Schubert chose SOLIDWORKS as the company’s design environment—implementing SOLIDWORKS Professional and SOLIDWORKS Premium design software in conjunction with SOLIDWORKS Simulation analysis and DraftSight® 2D layout solutions. The company selected SOLIDWORKS because the software is easy to use; allows for design automation through the SOLIDWORKS Application Programming Interface (API); and includes robust design configuration, sheet metal design, and design communication and visualization capabilities.
“The way that SOLIDWORKS handles design configurations is similar to the way we construct our machines,” Sedlak explains. “SOLIDWORKS helps us work more quickly and collaborate more efficiently. Using SOLIDWORKS and our development approach, we can design custom machines in half the time it takes our competitors.”
AUTOMATED CONFIGURATIONS OF STANDARD COMPONENTS
Since implementing SOLIDWORKS solutions, Schubert has consistently designed, manufactured, and delivered customized packaging machines in just six months. While the company’s development philosophy and other 3D tools, such as SOLIDWORKS Motion analysis and interference detection capabilities, have contributed to the company’s industry-leading performance, the use of SOLIDWORKS design configurations combined with API automation routines has played a significant role.
“Our machines are the most advanced and complex packaging machines in the world,” Sedlak stresses. “When developing machines that can total more than 10,000 individual parts, design configuration and automation tools can save a lot of time. For example, we use design configurations to quickly adapt our seven standardized assemblies to a particular packaging task. We leverage SOLIDWORKS API functionality to automate the design of assemblies, which saves us roughly five hours on each assembly.”

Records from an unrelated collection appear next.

PR #703, opened 2022-08-10
Update wasm-tools for the latest component model proposal changes

peterhuene:
This PR updates the various tools for the [latest changes in the component model proposal](https://github.com/WebAssembly/component-model/pull/69).

The changes include:

* The removal of the `unit` type.
* Variant case types are now optional.
* The `expected` type has been renamed to `result` and its types made optional.
* Function type encoding now supports multiple return values; function types now have either a singular unnamed parameter/result or a zero-or-more list of named parameters/results.


crates/wast/src/component/types.rs
```diff
@@ -271,6 +268,31 @@ impl<'a> Parse<'a> for PrimitiveValType {
     }
 }
 
+impl Peek for PrimitiveValType {
```
alexcrichton, line 271: Is this and `Peek for ComponentDefinedType` necessary to define? I find it difficult to keep `Peek` and `Parse` in sync so try to leave out `Peek` unless it's necessary

alexcrichton (approved):
Looks great to me! Just one minor nit but otherwise seems good to land to me, thanks for this!

This is probably not going to be too difficult to integrate into Wasmtime, but I suspect this will be significantly more effort to integrate into `wit-bindgen`.

crates/wast/src/component/types.rs
peterhuene: The parsing of `ResultType` has an optional `ComponentValType`, so this and the implementation for `ComponentDefinedType` were needed to prevent the implementation of `ResultType` from being very complex.

I realize that `Peek` has a bit of a maintenance overhead since 1) it deals with strings rather than `kw` and 2) it's easy to drift from the parse implementation.

I'm definitely open to alternative approaches, though.

peterhuene:
@fitzgen Do you want to also review the changes? There were some questionable ones I made to `wasm-smith` (namely removing `NamedType` and `OptionalNamedType`) that I'd love your input on.

crates/wast/src/component/types.rs
alexcrichton: Oh right yeah that makes sense. An nah as long as it's necessary I think it's fine to have!

fitzgen:
> @fitzgen Do you want to also review the changes?

looking now

fitzgen (approved):
`wasm-smith` changes look great!

PR #704, opened 2022-08-10
Soup up the wasmparser benchmarking slightly

alexcrichton:
Add in some modules from the sightglass benchmark and also update the
"parse" benchmark to use the new `visit_operator` method of reading
operators, the most optimal one, instead of the old `read_operator`.


crates/wasmparser/benches/benchmark.rs
```diff
@@ -230,7 +235,7 @@ fn it_works_benchmark(c: &mut Criterion) {
     let mut inputs = collect_benchmark_inputs();
     // Filter out all benchmark inputs that fail to parse via `wasmparser`.
     inputs.retain(|input| read_all_wasm(input.wasm.as_slice()).is_ok());
-    c.bench_function("it works benchmark", move |b| {
+    c.bench_function("parse all test modules", move |b| {
```
Robbepop, line 238: I think this identifier is supposed to be without white space usually so that we can filter benchmarks easily. In `wasmi` we namespace benchmarks using `/` for example: `"parse/visit"` and `"parse/read"` or so. With whitespace it becomes daunting to filter benchmark test cases via CLI.

crates/wasmparser/benches/benchmark.rs
```diff
@@ -263,14 +268,625 @@ fn validate_benchmark(c: &mut Criterion) {
...
         })
     });
+
+    for file in std::fs::read_dir("benches").unwrap() {
+        let file = file.unwrap();
+        let path = file.path();
+        if path.extension().and_then(|s| s.to_str()) != Some("wasm") {
+            continue;
+        }
+        let name = path.file_stem().unwrap().to_str().unwrap();
```
Robbepop, line 285: You may want to pack these into a helper function and move the call into the `c.bench_function` call since otherwise these are always called independent of the benchmark filters. Putting all the setup code into the `bench_function` closure help with profiling single benchmarks, for example when using `flamegraph`.

crates/wasmparser/compare-with-main.sh
```diff
@@ -1,10 +0,0 @@
-#!/usr/bin/env bash
```
Robbepop, line 1: Happy that this file is gone. I lost work multiple times since apparently it clears the git workspace.

crates/wasmparser/benches/benchmark.rs
alexcrichton: I think you can pass regexes to criterion to get it to work regardless, but I prefer `/`-separated tests anyway.

crates/wasmparser/benches/benchmark.rs
alexcrichton: I don't think that the `PathBuf` manipulation here is worth factoring out, but I used `once_cell` to factor out some other bits and pieces into more lazy computations to ensure they happen at most once and only if necessary.

Robbepop: That's a cool application of `once_cell`. Gotta do the same in `wasmi`. :)

fitzgen (approved):

PR #706, opened 2022-08-10
Optimize `local` lookup in the validator

alexcrichton:
Previously `wasmparser`'s validation would avoid creating a
`Vec<ValType>` for locals to prevent to avoid allocating too much
memory, instead creating a binary-searchable-array for local indices.
Most wasm functions, however, have very few locals and frequently access
them. This commit instead creates a linear flat array for the first N
locals and when the size of locals exceeds that count it falls back to
the old binary search method.

Locally this improve the validation time for the benchmarks in #704 by
up to 10%.

### DIFF
--- a/crates/wasmparser/src/validator/operators.rs
+++ b/crates/wasmparser/src/validator/operators.rs
@@ -44,19 +44,7 @@ macro_rules! bail_op_err {
 }
 
 pub(crate) struct OperatorValidator {
-    // The total number of locals that this function contains
-    num_locals: u32,
-    // This is a "compressed" list of locals for this function. The list of
-    // locals are represented as a list of tuples. The second element is the
-    // type of the local, and the first element is monotonically increasing as
-    // you visit elements of this list. The first element is the maximum index
-    // of the local, after the previous index, of the type specified.
-    //
-    // This allows us to do a binary search on the list for a local's index for
-    // `local.{get,set,tee}`. We do a binary search for the index desired, and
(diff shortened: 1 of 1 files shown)


crates/wasmparser/src/validator/operators.rs
```diff
@@ -71,6 +59,34 @@ pub(crate) struct OperatorValidator {
...
+#[derive(Default)]
+struct Locals {
+    // Total number of locals in the function.
+    num_locals: u32,
+
+    // The first MAX_LOCALS_TO_TRACK locals in a function. This is used to
+    // optimize the theoretically common case where most functions don't have
+    // many locals and don't need a full binary search in the entire local space
+    // below.
+    first: Vec<ValType>,
```
Robbepop, line 75: Technically, since `ValType` is a C-like enum with 1 byte in size we could stuff 24 `ValType` in an array that results in the same size as a single `Vec<ValType>` and avoid an additional indirection. Maybe worth benchmarking if this is primarily about an optimization anyways.

alexcrichton: The [`ValType` type is about to become at least 4 bytes](https://github.com/bytecodealliance/wasm-tools/pull/701) I think and from there I think a `SmallVec`-style thing might still be useful but probably less so in the context of https://github.com/bytecodealliance/wasm-tools/issues/714. In any case I mostly wanted to just land a few easy wins without going too overboard on the complexity of the validator.

peterhuene (approved):

PR #709, opened 2022-08-11
s/notrap/no_traps and publicly export NotSupported error

itsrainy:


alexcrichton (approved):
Seems reasonable to me! I think that this may need a `rustfmt` though

PR #1332, opened 2023-12-12
Add `wasmparser` support for `ref.{test,cast}`

fitzgen:
This also splits `wasm-encoder::Intruction::Ref{Test,Cast}` into nullable and
non-nullable forms, since that more directly aligns with the binary format where
there are actually different opcodes for nullable vs non-nullable variations (as
opposed to a bit on some immediate or something).

### DIFF
--- a/crates/wasmparser/src/binary_reader.rs
+++ b/crates/wasmparser/src/binary_reader.rs
@@ -1001,6 +1001,23 @@ impl<'a> BinaryReader<'a> {
     {
         let code = self.read_var_u32()?;
         Ok(match code {
+            0x14 => {
+                let ht = HeapType::from_reader(self)?;
+                visitor.visit_ref_test_non_null(ht)
+            }
+            0x15 => {
+                let ht = HeapType::from_reader(self)?;
+                visitor.visit_ref_test_nullable(ht)
+            }
+            0x16 => {
+                let ht = HeapType::from_reader(self)?;
+                visitor.visit_ref_cast_non_null(ht)
+            }
+            0x17 => {
+                let ht = HeapType::from_reader(self)?;
+                visitor.visit_ref_cast_nullable(ht)
+            }
+
             0x1c => visitor.visit_ref_i31(),
             0x1d => visitor.visit_i31_get_s(),
             0x1e => visitor.visit_i31_get_u(),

SOLIDWORKS helps us work more quickly and collaborate more effectively.
BETTER SHEET METAL DESIGN EFFICIENCY
A recent trend in Schubert’s development of the latest generation of automated packaging machines is a continual increase in the number of sheet metal parts required. The company relies on SOLIDWORKS sheet metal design tools to optimize laser-cutting and bending operations.
“SOLIDWORKS sheet metal design tools are very efficient and easy to use,” Sedlak notes. “As the number of sheet metal parts in our machines grows year by year, we will increasingly depend on SOLIDWORKS sheet metal design functionality to streamline the production of sheet metal parts.”
VISUALIZING, REVIEWING, AND COMMUNICATING
An important aspect of Schubert’s development efforts involves interacting and communicating with customers about their packaging needs and Schubert’s proposed solutions. Schubert uses dynamic SOLIDWORKS models and animated walk-throughs to facilitate design reviews, SOLIDWORKS eDrawings® files to communicate technical details with customers and vendors, and photorealistic renderings created with PhotoView 360 to support marketing efforts. The company has also begun using DraftSight 2D tools to prepare basic layouts of customer packaging footprints.
“SOLIDWORKS provides a variety of tools for visualizing and communicating our designs,” Sedlak says. “The ability to show the construction of our machines and how they operate is vital to having our customers understand what we intend to do. This is critically important not only to securing customer approval on a machine configuration but also for making sure our customers remain satisfied with a machine that will last over 40 years.”